In a short while the two of them wobbled out of the bar. They did not need to find a place to wobble to, since Bollovate had taken the liberty of reserving a room at the inn. So they went upstairs to continue taking liberties. Matha, who knew what side was up, insisted on being on top.

These disparate events—the people with the flags, the tour party, the CCR secret lunch, the coming together of Matha Polite and Joel Bollovate, as well as the missing African artworks that the museum director had called Peace about—oh yes, and a vanished Calder stabile that had stood on the lawn outside the History Department—all of them, viewed independently, might have
remained isolated incidents. Taken together, however, they added up to a definite change in the emotional weather at Beet College, one that had come on fast, and noticeably different from the usual collegiate mass neurosis. It was hard to put one's finger on it. It was not yet a full-fledged nervous breakdown, but it showed promise.

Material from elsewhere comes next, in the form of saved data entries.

Issue #2370, opened 2020-10-13
Dynamic validation of content path


alansemenov:
Current behaviour when setting or changing a display name is that we dynamically generate path according to display name, unless the content is published. Content path can also be changed manually (even after publishing). On content save, we run server-side validation and give a notification if content exists. 

We should make this validation a bit more pre-emptive and check if path exists once the current value is modified (either manually or via display name). Also, the message should be more visible (now it pops up at the bottom of the screen).

It should work like this (very similar to email validation in the User app):
1. Whenever path is changed, either manually or via display name field, have a very short (start with 1 second) delay to make sure user stopped typing and then make a request to `contentsExistByPath` API to check whether such path already exists.

2. If it does, apply error styling to the path input and show span with text "_Not available_" (also in red). If it doesn't, remove error styling and the text.

3. If path is modified and such path already exists, the content should be considered invalid: Save button should be disabled and there should be invalid icon over the thumbnail. Changing path to a non-existing value should make the content valid again.

![image](https://user-images.githubusercontent.com/11612490/95869966-3dd60f80-0d6c-11eb-856b-94f49d7d6740.png)

![image](https://user-images.githubusercontent.com/11612490/95869731-fbacce00-0d6b-11eb-88a8-f78c3f8c5e00.png)

PR #2375, opened 2020-10-14
Dynamic validation of content path #2370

Five additional contributing occurrences deserve mention. They also were disparate, yet connected, directly or indirectly, to the personage of Chairman Bollovate.

Late one afternoon, the November gloom was relieved by the sight of a mobile unit of Chuck E. Cheese's that had set up shop smack in the middle of the visitors' parking lot. The trailer played a little Chuck E. Cheese's tune of enticement with bells, and at once the students ran toward it. It seemed—as Ferritt Lawrence learned after some crack investigative work—the college trustees had decided to lease a portion of the lot to the fast food chain to improve cash flow. The kids loved it, at least at first sight. Many found the games more challenging than their courses. And even the faculty, though there had been some reflexive grumbling in the beginning, seemed to take to it too. They seemed especially impressed with the robotic mouse. Speaking for Fine Arts, Professor Kettlegorf gave the franchise her blessing. “I just adore the yellow!” she told one of her classes. Then she sang “Yellow bird, up high in banana tree.”

The second was a correspondence among several parties best presented verbatim:

November 3

Dear Mr. Bollovate:

The Registry of Deeds would be pleased to have you visit us in pursuit of the questions raised in your letter of November 1. But I am afraid we cannot send you the document in which you are interested, and we cannot send you a copy of same. Any papers as old as the one you require are very fragile, as you must imagine, and are kept sealed under Plexiglas. Registry does not permit the making of facsimiles, but
guests are free to come in and take notes. You would be most welcome here. We have quite a few historical exhibits in the main hall, supported by private donations by philanthropists such as yourself.

Very truly yours,
Norton Richards, Registrar
Essex County, Massachusetts

November 4

Dear Mr. Bollovate:

May I say how grateful we at the Registry are to have received your generous contribution of $5,000 for our historical exhibits. Please find the tax deduction form enclosed. Also enclosed find two Xerox copies of the land grant you requested. I would greatly appreciate it if you kept this transaction between us.

Very truly yours,
Norton

November 5

Dear Joel:

The document you messengered over is fairly straightforward, yet it creates a problem. The land was originally transferred under a charitable trust that stipulated any current or future use for educational purposes only. That is, the Beet property was given to establish a school, and if it is transferred again, even after three hundred years, the new owner also must set up an educational institution. The Probate Court of Massachusetts oversees charitable trusts, and it is there—if you so instruct me—I shall argue that the original deed contains precatory language, not legally enforceable. In that case, should you wish to change the terms of the trust, you would need to sue the heir to the land, if you can find one living. As your attorney, I'd be happy to handle that for you. Or you could always simply buy him or her out. Of course, you know, Joel, as a trustee you would be forbidden
to buy the property yourself, or to develop it or make any profit from it.